╭─ Data under study

PR #1086, opened 2023-01-02
[Registration] selector toolbox empty connect

mathildemerle:
Avoid trying to connect with an empty toolbox in some cases.

:m:


Florent2305 (approved):
ok

PR #1087, opened 2023-01-02
[Registration] selector toolbox empty connect --master

mathildemerle:
Same as https://github.com/medInria/medInria-public/pull/1086 but on master branch.

Avoid trying to connect with an empty toolbox in some cases.

:m:


Florent2305 (approved):
ok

╰─

# Assignment
Give an exact copy of all the data shown above.

# Solution for this task
PR #1086, opened 2023-01-02
[Registration] selector toolbox empty connect

mathildemerle:
Avoid trying to connect with an empty toolbox in some cases.

:m:


Florent2305 (approved):
ok

PR #1087, opened 2023-01-02
[Registration] selector toolbox empty connect --master

mathildemerle:
Same as https://github.com/medInria/medInria-public/pull/1086 but on master branch.

Avoid trying to connect with an empty toolbox in some cases.

:m:


Florent2305 (approved):
ok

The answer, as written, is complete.